En
el año 2013, en Magallanes concurrieron a votar en las primarias
presidenciales 27.460 magallánicos y ayer la cifra se superó: 28.035.
Gabriel
Boric logró 13.638 votos con un 75,96%, convirtiendo a su natal
Magallanes como la región donde obtuvo su mayor porcentaje.
Las cifras de ayer pueden dejar muchas lecciones.
En
la votación de Boric no solo hay votos del Frente Amplio, porque hace
solo dos meses el mismo conglomerado liderado en Magallanes por el
propio diputado fracasó en u incursión de elecciones de constituyentes y
la lista de postulantes solo obtuvo el cuarto lugar por detrás del
Regionalismo, de Chile Vamos y de la Coordinadora Social. De echo, la
votación de ayer de Boric supera en más de 5 mil votos a esa última
incursión.
Entonces
se puede desprender que ayer al diputado magallánicos en esta incursión
presidencialista lo apoyaron muchos magallánicos que no querían ver
triunfador a Jadue (mismo ejercicio se puede extrapolar a nivel
nacional) y además recibió respaldos de simpatizantes de partidos de
centro izquierda en Magallanes, muchos de los cuales hoy están huérfanos
de candidatos a La Moneda.
Eso
sí, en Magallanes Boric tiene muchos méritos porque quintuplicó los
votos de Beatriz Sánchez y Alberto Mayol en las primarias de 2017 que en
Magallanes en esa oportunidad llegaron a 2.838 votos.
Este
triunfo en Magallanes de Boric pone en jaque a las elecciones
parlamentarias del 21 de noviembre porque deberán escoger muy buenos
candidatos para reemplazarlo en la postulación diputacional y se les
abre el apetito en la senatorial magallánica. Y ahí pasan susto todos
quienes ya estaban sacando cuentas alegres: los tradicionales partidos
de la centroizquierda (DC-PPD-PS-PR-PRO), el propio Partido Comunista,
gran derrotado ayer en Magallanes con solo 4.316 votos, los de la
derecha y los Bianchi -que anhelaban ver fuera de la región a Boric,
pero no con un crecimiento como figura nacional-.
Y
para la derecha, la alta votación de ayer les hace sacar ciertas
cuentas alegres. En similar proceso de 2013 entre Andrés Allamand y
Pablo Longueira en Magallanes llevaron 6.323 personas a las urnas. En
2017, cuando Sebastián Piñera se impuso ante Manuel José Ossandón y
Felipe Kast, Chile Vamos llevó a votar a 8.416 personas.
Y
ayer, en Magallanes, entre Joaquín Lavín (2.831); Ignacio Briones
(895); Sebastián Sichel (4.063) y Mario Desbordes (1.564) lograron para
la derecha 9.353 votos, es decir un sostenido crecimiento desde 2013 a
la fecha.
Pero
los grandes derrotados en Magallanes en ese sector son Renovación
Nacional, que volvió a fracasar en una elección.
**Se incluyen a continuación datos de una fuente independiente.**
Issue #1882, opened 2019-02-19
Set before/after animation sequence


ThierryA:
- [x] Add field for determining whether an element should be animated after another element finishes animating.

swissspidy:
Based on our discussions, in a first round this should be a simple dropdown where one could say "Start after XY finishes"

In order to do this, we need a list of all elements on the current story page with an animation.

Some `select( 'core/editor' )` functions that might be helpful: `getBlocks`, `getSelectedBlockClientId`, `getBlockHierarchyRootClientId`, and `getBlock`.

However, we probably need to create our own separate store for all animated elements. This would be easier to implement and future-proof (think full-fledge animation control in a timeline).

Speaking of that, I wonder what we could actually show in that dropdown. For each block, we have its type and its attributes/content, so maybe the dropdown could look like this:

```
Start animation after the following element:

* Immediately
* "Lorem ipsum dolor" (Text block)
* "Blue Montains" (Image)
* "Buy now" (CTA)
```

This will depend a bit on our reworking of layers, so maybe we need to hold off on this one for a bit at first.

@westonruter Thoughts?

westonruter:
Coming up with names for the elements in the drop-down could be a challenge. If you have two images in a page, how would we differentiate one from the other in the list? Rely on attachment title? What about external embeds like YouTube? The Block Navigation component does not provide helpful contextual snippets. Seems like something that should be part of core, no?

swissspidy:
Yep, it's definitely something we need to figure out along the way.

There's an issue for the Block Navigation component about this, but without much traction: https://github.com/WordPress/gutenberg/issues/11010. The following project is mentioned there as well, which shows excerpts of headings: https://github.com/sortabrilliant/guidepost

Compared to regular posts, AMP stories allow only a limited set of blocks, which might make it a bit easier for us to implement here. After that, we can refine things and then try to propose something for inclusion in Gutenberg.

swissspidy:
As suggested by @ThierryA, I had a look at how Apple's Keynote does handle animations.

At first, the UI only exposes a simple numbered dropdown, as you can see in the sidebar on this screen here:

![screenshot 2019-02-21 at 14 34 09](https://user-images.githubusercontent.com/841956/53172563-ee1a6180-35e5-11e9-989b-215d94d6a83c.png)

It works very simple: If you select **1** for an element, the current number 1 will be placed second.

For more complex arrangements, one can click on **Build Order** to see something more like we have discussed previously:

[...]

PR #1904, opened 2019-02-26
[AMP Stories] Animation Order

swissspidy:
To do:

* [x] Maybe use same `<Dropdown>` component like we already do in #1885 so we can show each block with its block type's icon.
* [x] Make sure the dropdown updates when `animatedBlocks` update.  
  Right now, content changes aren't reflected in the drop downs.
* [x] Prevent cycles in the animation order.  
  `onChange`, go through all animated blocks to ensure there are no cycles. \*  

\*  Similar checks might be needed when removing blocks. This begs the question whether it makes sense to store animation order in list instead of just having each animated block reference its predecessor. 

See #1882


swissspidy:
> Prevent cycles in the animation order.

I'm gonna implement a data store as provided by `@wordpress/data` to store animation order at a central location. From there I can subscribe to state changes (animation order changes, removed blocks, etc.) and update blocks accordingly.

This is gonna be needed for future UI iterations anyway, see https://github.com/ampproject/amp-wp/issues/1882#issuecomment-466004186 for example, where animation order is displayed in a central place.

Upon editor initialization, I'd go through all existing blocks to determine the order and set the default state.

assets/src/components/animation-controls.js
```diff
@@ -28,12 +35,16 @@ function AnimationControls( { setAttributes, attributes, animatedBlocks } ) {
 		},
 	];
 
-	animatedBlocks.map( ( block ) => {
+	getAnimatedBlocks().map( ( block ) => {
```
swissspidy: Right now, content changes aren't reflected in the dropdowns. So when I edit one text block, its excerpt should change in the dropdown of the other text block when editing animation settings.

@miina Perhaps you can see why this happens? I feel like I don't see the forest for the trees right now.

swissspidy:
The picker looks a bit better already:

screenshot 2019-03-01 at 14 12 06

assets/src/components/animation-controls.js
swissspidy: Looks like it's just so that Gutenberg doesn't update the state immediately.

When I type something in block A, and then switch to another block, using `wp.data.select( 'core/editor' ).getBlock(…)` in the console still shows the old content for block A.

assets/src/components/animation-order-picker.js
```diff
@@ -0,0 +1,110 @@
...
+	// Todo: Cover more special cases if needed.
+	switch ( block.name ) {
+		case 'core/image':
+			if ( block.attributes.url ) {
+				label = block.attributes.url.slice( block.attributes.url.lastIndexOf( '/' ) );
+			}
+
+			break;
+		case 'amp/amp-story-text':
+			const content = block.originalContent ? block.originalContent.replace( /<[^<>]+>/g, ' ' ) : '';
```
miina: Maybe this would need to make use of `block.attributes.content` instead of `block.originalContent`? Perhaps the `originalContent` is not updated and shows the original value?

swissspidy: What did I say about the forest and the trees?! That was it 🤦‍♂️ 

Thanks @miina 🎉

swissspidy:
Added some truncating of the text too:

screenshot 2019-03-01 at 15 00 52

assets/src/components/with-animation-controls.js
```diff
@@ -1,22 +1,91 @@
...
+	const { ampAnimationAfter } = props.attributes;
+	const predecessor = getBlocksByClientId( getBlockOrder( page ) ).find( ( b ) => b.attributes.anchor === ampAnimationAfter );
+
+	return {
+		parentBlock: getBlock( getBlockRootClientId( props.clientId ) ),
+		animationAfter: predecessor ? predecessor.clientId : undefined,
+		getAnimatedBlocks() {
+			const { getBlockType } = select( 'core/blocks' );
+
+			const animatedBlocks = getAnimationOrder()[ page ] || [];
```
miina: There's an error in the console that seems to refer to this line, is this happening for you as well? (Note: The line numbers in the console don't match the ones in the source.)
screen shot 2019-03-01 at 4 01 49 pm

assets/src/amp-story-editor-blocks.js
```diff
@@ -33,7 +55,23 @@ domReady( () => {
 } );
 
 subscribe( () => {
-	setDefaultBlockName( getSelectedBlockClientId() ? 'amp/amp-story-text' : 'amp/amp-story-page' );
+	const defaultBlockName = getDefaultBlockName();
+	const selectedBlockClientId = getSelectedBlockClientId();
+
+	// Ensure that the default block is page when no block is selected.
+	if ( selectedBlockClientId && 'amp/amp-story-text' !== defaultBlockName ) {
+		setDefaultBlockName( 'amp/amp-story-text' );
```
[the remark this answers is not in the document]
miina: Perhaps related but just checked that at this moment it's not possible to add a Page -- the `+` icon (inserter) does not show if a Page is selected, nor does the inserter below the Page show up if a Page is selected, at the same time it seems to be possible to add a Page inside a Page.
screen shot 2019-03-01 at 4 07 20 pm

assets/src/components/with-animation-controls.js
miina: Additional information: The error occurs when creating a few blocks, assigning animations and then refreshing the page.

assets/src/amp-story-editor-blocks.js
```diff
@@ -44,12 +82,24 @@ subscribe( () => {
...
+		anchor: {
+			type: 'string',
+			source: 'attribute',
+			attribute: 'id',
+			selector: '*',
+		},
+	};
+
+	if ( ! ALLOWED_BLOCKS.includes( name ) ) {
+		settings.attributes = {
```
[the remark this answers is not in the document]
swissspidy: Indeed. I opened #1917 to unregister disallowed blocks. This should make this part here simpler.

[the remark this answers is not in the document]
swissspidy: And yes, it doesn't make sense to add attributes to blocks that will be unregistered.

assets/src/amp-story-editor-blocks.js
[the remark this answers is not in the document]
swissspidy: > If the currently select block is an `amp/amp-story-page` then shouldn't the default block also be `amp/amp-story-page` instead of a text block?

Indeed! I might have forgotten about this scenario when optimizing the subscriber.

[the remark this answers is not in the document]
swissspidy: > At the same time it seems to be possible to add a Page inside a Page.

Looks like `ALLOWED_BLOCKS` is used as the whitelist of inner blocks, which of contains pages as well.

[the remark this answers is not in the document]
swissspidy: Let's further investigate this in #1917

assets/src/components/with-animation-controls.js
swissspidy: Looks like there is more going on here, sometimes the content just disappears now. Ugh.

swissspidy:
The two main things left to do:

1. check cycle prevention again
2. fix state error

assets/src/components/with-animation-controls.js
swissspidy: Should be fixed now with ebd26139cd7f2463803c2992f1149a45f354d02b.

swissspidy:
Cycle prevention is fixed now. Example: When block A is set to start after B, one cannot select B to start after A. Nothing happens when you try to click on such an invalid option.

To further improve messaging to the user, we could think about hiding or disabling invalid choices in the picker. Perhaps with a detailed explanation below the control or something.

assets/src/amp-story-editor-blocks.js
```diff
@@ -1,28 +1,50 @@
...
 domReady( () => {
 	setDefaultBlockName( 'amp/amp-story-page' );
 
 	// Remove all blocks that aren't whitelisted.
 	getBlockTypes().filter( ( { name } ) => ! ALLOWED_BLOCKS.includes( name ) && 'amp/amp-story-page' ).map( ( { name } ) => unregisterBlockType( name ) );
 
+	// Set initial animation order state.
+	getBlocksByClientId( getBlockOrder() )
+		.filter( ( block ) => block.name === 'amp/amp-story-page' )
+		.map( ( page ) => {
```
westonruter: Since the return value is being discarded, why not use a `for...of` loop here?

assets/src/amp-story-editor-blocks.js
```diff
@@ -36,7 +58,29 @@ domReady( () => {
...
+		} else if ( 'amp/amp-story-page' !== selectedBlock.name && 'amp/amp-story-text' !== defaultBlockName ) {
+			setDefaultBlockName( 'amp/amp-story-text' );
+		}
+	} else if ( ! selectedBlockClientId && 'amp/amp-story-page' !== defaultBlockName ) {
+		setDefaultBlockName( 'amp/amp-story-page' );
+	}
+} );
+
+store.subscribe( () => {
+	Object.keys( getAnimationOrder() ).map( ( page ) => {
```
westonruter: Per above, why no `for...of`?

```js
for ( const page of Object.keys( getAnimationOrder() ).map( ( page ) => getBlock( page ) ).filter( Boolean ) ) {
    removePage( store.getState(), page );
}
```

assets/src/amp-story-editor-blocks.js
```diff
@@ -47,11 +91,18 @@ subscribe( () => {
  * @return {Object} Settings.
  */
 const addAMPAttributes = ( settings, name ) => {
-	if ( -1 === ALLOWED_CHILD_BLOCKS.indexOf( name ) ) {
+	if ( ! ALLOWED_CHILD_BLOCKS.includes( name ) ) {
```
westonruter: Excellent

assets/src/amp-story-editor-blocks.js
```diff
@@ -100,6 +151,10 @@ const addAMPAttributes = ( settings, name ) => {
 		};
 	}
 
+	// Disable anchor support as we auto-generate IDs.
+	settings.supports = settings.supports || {};
```
westonruter: Is it safe to mutate `supports` directly? Should it not be extended:

```suggestion
	settings = Object.assign( {}, settings );
	settings.supports = Object.assign( {}, settings.supports );
```

assets/src/components/with-animation-controls.js
```diff
@@ -1,22 +1,91 @@
...
+
+const applyWithSelect = withSelect( ( select, props ) => {
+	const { getSelectedBlockClientId, getBlockRootClientId, getBlock, getBlocksByClientId, getBlockOrder } = select( 'core/editor' );
+	const { getAnimationOrder } = select( 'amp/story' );
+
+	const currentBlock = getSelectedBlockClientId();
+	const page = getBlockRootClientId( currentBlock );
+
+	const { ampAnimationAfter } = props.attributes;
+	const predecessor = getBlocksByClientId( getBlockOrder( page ) ).find( ( b ) => b.attributes.anchor === ampAnimationAfter );
```
westonruter: What is `b`?

assets/src/amp-story-editor-blocks.js
swissspidy: I might actually rewrite it a bit to use object spread instead, makes the code more consistent too.

assets/src/components/with-animation-controls.js
swissspidy: b as in block. I think I shortened it originally because the variable block was already being used in the outer scope.

assets/src/amp-story-editor-blocks.js
swissspidy: Matter of personal preference I guess :-)

In most cases I prefer using `map` vs. `for` as it's easier to write and grasp, even when not using the return value. Functional programming just works really well in this context IMO.

Looking at this code again, I think this can use `getClientIdsWithDescendants` instead in order to avoid the nested loop. I'll have another look at it.

assets/src/amp-story-editor-blocks.js
swissspidy: I like the suggestion, but I'd go all the way with the chaining. I think it is more readable that way:

```js
Object.keys( getAnimationOrder() )
    .map( ( page ) => getBlock( page ) )
    .filter( Boolean )
    .map( ( page ) => removePage( store.getState(), page ) );
```

miina:
@swissspidy One additional note about the PR from functional testing:
- At this moment when creating the story and when haven't saved yet, it's possible to choose "Animate after" for a block that doesn't have animation yet, and then this happens with the element having assigned "animate-in-after" never appearing:
screen shot 2019-03-07 at 2 12 16 pm

swissspidy:
Interesting. So a block was shown in the dropdown that actually wasn't animated? Or did you add the animation to both and then removed it from the first (which then didn't update the other one)?

miina:
The block was shown in the dropdown what wasn't actually animated.
Note that this issue doesn't seem to occur if the Story has already been Saved once.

La Unión Demócrata
Independiente (UDI), que no logró hacer que su candidato Lavín amagara a
Sichel y Evopoli.
Prácticamente
los tres partidos supuestamente mayoritarios en Magallanes y que tienen
más militantes han sufrido duros traspiés, lo que los debe hacer
replantear muchas decisiones de cara a las elecciones parlamentarias y
de consejeros regionales del 21 de noviembre próximo.
No
tienen nada asegurado. Hoy ese sector tiene un solo parlamentario, la
diputada Sandra Amar, que con los pésimos resultados de la UDI, mejor
sería que fuera en su calidad de independiente, ya que ella misma
renunció hace un año al partido que la respaldó en sus dos campañas
parlamentarios en 2013 y en 2017.
Quienes
quieran ser senadores o diputados de ese sector deben sacar las
lecciones de lo que ocurrió ayer. La gente no quiere políticos
identificados cien por ciento con los partidos: ese es el gran triunfo
de Sebastián Sichel, que salió con la frente en alto de un pésimo
gobierno de Sebastián Piñera y que nunca se identificó ni con RN ni con
la UDI.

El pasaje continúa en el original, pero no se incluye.